In the late 2010s, deep learning (DL)-based approaches to solve PDEs have been proposed which integrate physical information expressed as PDEs into the training of a neural network. The solution-finding problem is hereby transformed into an optimization problem which attempts to minimize a loss function that contains (a) the residual norms of the governing PDE, (b) the associated initial and boundary conditions and (c) any available labeled (i.e., measurement) data. Physics-informed learning methods are typically mesh-free approaches that operate on batches of randomly sampled points and allow to seamlessly integrate multifidelity/multimodality data into the learning process. Among others, examples of successful DL-based PDE solvers are physics-informed neural networks (PINNs) [5] and the Deep Galerkin Method (DGM) [6].

Fluid mechanics is a prominent topic in physics-based DL [1,7], including PINN studies of blood flows [8,9,10,11,12]. To date, the majority of published reports on DL-based flow modeling relies on fully-connected neural network (FCNN) architectures [9,13,14,15,16,17]. Few other publications report the use of more complex network architectures, such as convolutional neural networks (CNNs) [18,19,20,21] or employ DGMs. While the FCNNs benefit from architectural simplicity, more sophisticated architectures have recently shown superior results in terms of accuracy, efficiency, and memory consumption for specific tasks [7]. Deep learning is generally an active field of research with many network variants and add-ons (e.g., Fourier encoding layers, adaptive activation functions, skip connections) being proposed [22,23]. Although PINNs are still in their early development phase, the interest in physics-informed machine learning is increasing [7,24]. The primary focus of initial PINN reports has been on general feasibility and proof-of-concept. Hence, there is an ongoing need to integrate and evaluate recent DL developments that have shown promising results in other applications.

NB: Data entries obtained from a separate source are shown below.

PR #11940, opened 2022-07-18
Include border into the element selection line

### LINKED ISSUE #5325: Allow selecting element by clicking on the outer border

miina:
## Context
Originally only an "outer" border was implemented outside of the selection line.
It was discussed later that the border should also be included in the selection line, so the user can snap by the border and also select an element by clicking on the border.

## Summary
This PR adjusts the frame, edit, display mode to include the border into the selection line.

## Relevant Technical Choices
- Note that the border width does not change the width and height of the element directly as originally intended since the border is in pixels and not responsive.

Also, comparing the network architectures found in published results is difficult because of significant variations in simulation domains (2D or 3D, synthetic flow geometries or real blood vessels), fluid characteristics and evaluation metrics.

In this paper we address the applied research question of which network architectures are well suited to learn the complex flow pattern of blood in various geometrical structures. To our knowledge, this is the first systematic report to assess the performance of different state-of-the-art networks, which has been suggested as highly beneficial to deepen the knowledge about PINNs in modeling fluids [6,16].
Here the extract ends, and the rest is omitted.